#### Given records
--- START ---

PR #159, opened 2021-01-04
MGMT-3297 - support static ips when rebooting nodes with RHCOS image

yevgeny-shnaidman:


src/installer/installer.go
```diff
@@ -588,3 +600,20 @@ func (i *installer) createSingleNodeMasterIgnition() (string, error) {
...
+	i.log.Infof("Start checking localhostname")
+	hostname, err := i.ops.GetHostname()
+	if err != nil {
+		i.log.Errorf("Failed to get hostname from kernel, err %s", err)
+		return err
+	}
+	if hostname != "localhost" {
+		i.log.Infof("hostname is not localhost, no need to do anything")
+		return nil
+	}
```
empovit, line 614: Can it be empty? In some weird corner case

src/ops/ops.go
```diff
@@ -177,6 +179,7 @@ func (o *ops) WriteImageToDisk(ignitionPath string, device string, progressRepor
 
 func installerArgs(ignitionPath string, device string, extra []string) []string {
 	allArgs := []string{"install", "--insecure", "-i", ignitionPath}
+	// allArgs := []string{"install", "--insecure", "-i", ignitionPath, "--copy-network"}
```
empovit, line 182: Delete please

src/ops/ops.go
```diff
@@ -503,3 +506,14 @@ func (o *ops) GetMustGatherLogs(workDir string, kubeconfigPath string) (string,
 	}
 	return path.Join(workDir, tarName), nil
 }
+
+func (o *ops) CreateRandomHostname(hostname string) error {
+	command := fmt.Sprintf("echo %s > /etc/hostname", hostname)
```
empovit, line 511: If it's supposed to run under sudo with a non-root user, then please make sure you test it. `echo` is known not to work with sudo. `sudo bash -c echo ... > file" didn't work for me either. A good way to echo to a file that requires sudo is `echo "text" | sudo tee --append /path/to/file`

src/installer/installer.go
yevgeny-shnaidman: no,we are using os.Hostname function which eventually goes through all the possible OS permutations to get the hostname: name, proc, etc', and in case there was no error during any of the system calls, the hostname should be populated

src/ops/ops.go
yevgeny-shnaidman: done

src/ops/ops.go
yevgeny-shnaidman: echo by itself indeed does not work , but running it via nsenter with bin/bas -c works just fine. Checked it manually. Also , it it was not working, then installation would have stuck

PR #160, opened 2021-01-05
MGMT-3519 Change control plane replicas patch to do the patch only when control plane replicas is 3

ori-amizur:
- This fixes it for IPv6 single node

### DIFF
--- a/src/installer/installer.go
+++ b/src/installer/installer.go
@@ -35,6 +35,7 @@ const (
 	ovnKubernetes                = "OVNKubernetes"
 	networkTypeTimeoutSeconds    = 300
 	singleNodeMasterIgnitionPath = "/opt/openshift/master.ign"
+	numMasterNodes               = 3
 )
 
 var generalWaitTimeout = 30 * time.Second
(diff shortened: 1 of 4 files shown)


src/installer/installer.go
```diff
@@ -307,19 +307,28 @@ func (i *installer) waitForControlPlane(ctx context.Context, kc k8s_client.K8SCl
...
+		if origControlPlaneReplicas, err = kc.GetControlPlaneReplicas(); err != nil {
+			i.log.WithError(err).Error("Failed to get control plane replicas")
 			return err
 		}
+		if origControlPlaneReplicas == 3 {
+			if err = kc.PatchControlPlaneReplicas(); err != nil {
+				i.log.WithError(err).Error("Failed to patch control plane replicas")
+				return err
+			}
+		}
```
eranco74, line 321: Extract to a separate function

src/installer/installer.go
```diff
@@ -307,19 +307,28 @@ func (i *installer) waitForControlPlane(ctx context.Context, kc k8s_client.K8SCl
...
 	}
+	var origControlPlaneReplicas int
 	if nt == ovnKubernetes {
-		if err = kc.PatchControlPlaneReplicas(); err != nil {
-			i.log.WithError(err).Error("Failed to patch control plane replicas")
+		if origControlPlaneReplicas, err = kc.GetControlPlaneReplicas(); err != nil {
+			i.log.WithError(err).Error("Failed to get control plane replicas")
 			return err
 		}
+		if origControlPlaneReplicas == 3 {
```
eranco74, line 316: Use a const for 3.
Also, add a comment on why it's required.

ori-amizur: OK

src/installer/installer.go
ori-amizur: OK

eranco74 (commented):
/lgtm

PR #161, opened 2021-01-05
Allow installing single node when hosts role is bootstrap

eranco74:


eranco74:
This change should allow us to avoid this ugly hack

--- END ---

#### Goal of the exercise
The expected answer is a copy of each line in the listing above that contains "WithError".

#### Output below
+			i.log.WithError(err).Error("Failed to get control plane replicas")
+				i.log.WithError(err).Error("Failed to patch control plane replicas")
-			i.log.WithError(err).Error("Failed to patch control plane replicas")
+			i.log.WithError(err).Error("Failed to get control plane replicas")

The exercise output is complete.